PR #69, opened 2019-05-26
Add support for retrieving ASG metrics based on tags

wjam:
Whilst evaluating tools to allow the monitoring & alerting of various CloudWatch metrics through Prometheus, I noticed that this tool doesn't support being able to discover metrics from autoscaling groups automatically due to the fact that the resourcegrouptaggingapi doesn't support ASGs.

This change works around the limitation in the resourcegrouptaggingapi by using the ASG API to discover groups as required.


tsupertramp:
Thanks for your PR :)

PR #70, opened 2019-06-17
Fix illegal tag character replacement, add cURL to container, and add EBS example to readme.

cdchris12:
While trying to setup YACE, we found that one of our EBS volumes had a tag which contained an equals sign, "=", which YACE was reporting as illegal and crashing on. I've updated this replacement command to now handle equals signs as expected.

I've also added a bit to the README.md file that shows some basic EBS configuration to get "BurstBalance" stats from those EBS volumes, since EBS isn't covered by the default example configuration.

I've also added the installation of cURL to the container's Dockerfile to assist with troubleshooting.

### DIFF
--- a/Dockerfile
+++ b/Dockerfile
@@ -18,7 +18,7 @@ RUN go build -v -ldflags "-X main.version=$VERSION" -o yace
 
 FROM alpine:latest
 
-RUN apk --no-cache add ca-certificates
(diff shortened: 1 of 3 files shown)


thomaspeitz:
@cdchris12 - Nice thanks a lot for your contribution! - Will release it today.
::::
*Action item*: Write out the data a second time, exactly the same.

*Response to the exercise*:
PR #69, opened 2019-05-26
Add support for retrieving ASG metrics based on tags

wjam:
Whilst evaluating tools to allow the monitoring & alerting of various CloudWatch metrics through Prometheus, I noticed that this tool doesn't support being able to discover metrics from autoscaling groups automatically due to the fact that the resourcegrouptaggingapi doesn't support ASGs.

This change works around the limitation in the resourcegrouptaggingapi by using the ASG API to discover groups as required.


tsupertramp:
Thanks for your PR :)

PR #70, opened 2019-06-17
Fix illegal tag character replacement, add cURL to container, and add EBS example to readme.

cdchris12:
While trying to setup YACE, we found that one of our EBS volumes had a tag which contained an equals sign, "=", which YACE was reporting as illegal and crashing on. I've updated this replacement command to now handle equals signs as expected.

I've also added a bit to the README.md file that shows some basic EBS configuration to get "BurstBalance" stats from those EBS volumes, since EBS isn't covered by the default example configuration.

I've also added the installation of cURL to the container's Dockerfile to assist with troubleshooting.

### DIFF
--- a/Dockerfile
+++ b/Dockerfile
@@ -18,7 +18,7 @@ RUN go build -v -ldflags "-X main.version=$VERSION" -o yace
 
 FROM alpine:latest
 
-RUN apk --no-cache add ca-certificates
(diff shortened: 1 of 3 files shown)


thomaspeitz:
@cdchris12 - Nice thanks a lot for your contribution! - Will release it today.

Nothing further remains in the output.